Dataset entries: Begin

PR #5844, opened 2020-08-31
[logging] add unexpected macro for unexpected behavior

gregnazario:
Rather than panic with a unreachable! this provides a macro to log
unexpected behavior and continue running.

This seemed to come up in some of the other PRs around the discussion around `unreachable!`. This provides a macro to have an `unreachable!` like feeling, without panics.

### DIFF
--- a/common/logger/src/lib.rs
+++ b/common/logger/src/lib.rs
@@ -136,7 +136,8 @@ pub mod prelude {
     pub use crate::{
         debug, error, event, info,
         security::{security_events, security_log},
-        sl_debug, sl_error, sl_info, sl_level, sl_trace, sl_warn, trace, warn, StructuredLogEntry,
+        sl_debug, sl_error, sl_info, sl_level, sl_trace, sl_warn, trace, unexpected, warn,
+        StructuredLogEntry,
     };
 }
 pub mod json_log;
@@ -206,6 +207,16 @@ macro_rules! warn {
 macro_rules! struct_log_enabled {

Dataset entries: End

• **Directions**
Repeat each of the records exactly as written.

• **Task output**
PR #5844, opened 2020-08-31
[logging] add unexpected macro for unexpected behavior

gregnazario:
Rather than panic with a unreachable! this provides a macro to log
unexpected behavior and continue running.

This seemed to come up in some of the other PRs around the discussion around `unreachable!`. This provides a macro to have an `unreachable!` like feeling, without panics.

### DIFF
--- a/common/logger/src/lib.rs
+++ b/common/logger/src/lib.rs
@@ -136,7 +136,8 @@ pub mod prelude {
     pub use crate::{
         debug, error, event, info,
         security::{security_events, security_log},
-        sl_debug, sl_error, sl_info, sl_level, sl_trace, sl_warn, trace, warn, StructuredLogEntry,
+        sl_debug, sl_error, sl_info, sl_level, sl_trace, sl_warn, trace, unexpected, warn,
+        StructuredLogEntry,
     };
 }
 pub mod json_log;
@@ -206,6 +207,16 @@ macro_rules! warn {
 macro_rules! struct_log_enabled {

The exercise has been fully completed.